Issue #7591, opened 2025-07-07
[Improvement] fix index existence check


justinmclean:
### What would you like to be improved?

Issue occurs in deleteIndexDefinition in :
catalogs/catalog-jdbc-mysql/src/main/java/org/apache/gravitino/catalog/mysql/operation/MysqlTableOperations.java
catalogs/catalog-jdbc-doris/src/main/java/org/apache/gravitino/catalog/doris/operation/DorisTableOperations.java
catalogs/catalog-jdbc-oceanbase/src/main/java/org/apache/gravitino/catalog/oceanbase/operation/OceanBaseTableOperations.java

### How should we improve?

The index existence check should only verify existence when ifExists is false, preventing failures when dropping non-existent indexes.

senlizishi:
Hi @justinmclean I looked at the code and was a bit confused. 

Firstly, the comment for isIfExists is` /* * @ return If true, silence the error if index does not exist during drop. */`This is different from its own meaning and looks more like a switch than whether it exists or not.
---------------
EXERCISE DETAILS => Each line above where the word "java" occurs should be copied out.

YOUR SOLUTION =>
catalogs/catalog-jdbc-mysql/src/main/java/org/apache/gravitino/catalog/mysql/operation/MysqlTableOperations.java
catalogs/catalog-jdbc-doris/src/main/java/org/apache/gravitino/catalog/doris/operation/DorisTableOperations.java
catalogs/catalog-jdbc-oceanbase/src/main/java/org/apache/gravitino/catalog/oceanbase/operation/OceanBaseTableOperations.java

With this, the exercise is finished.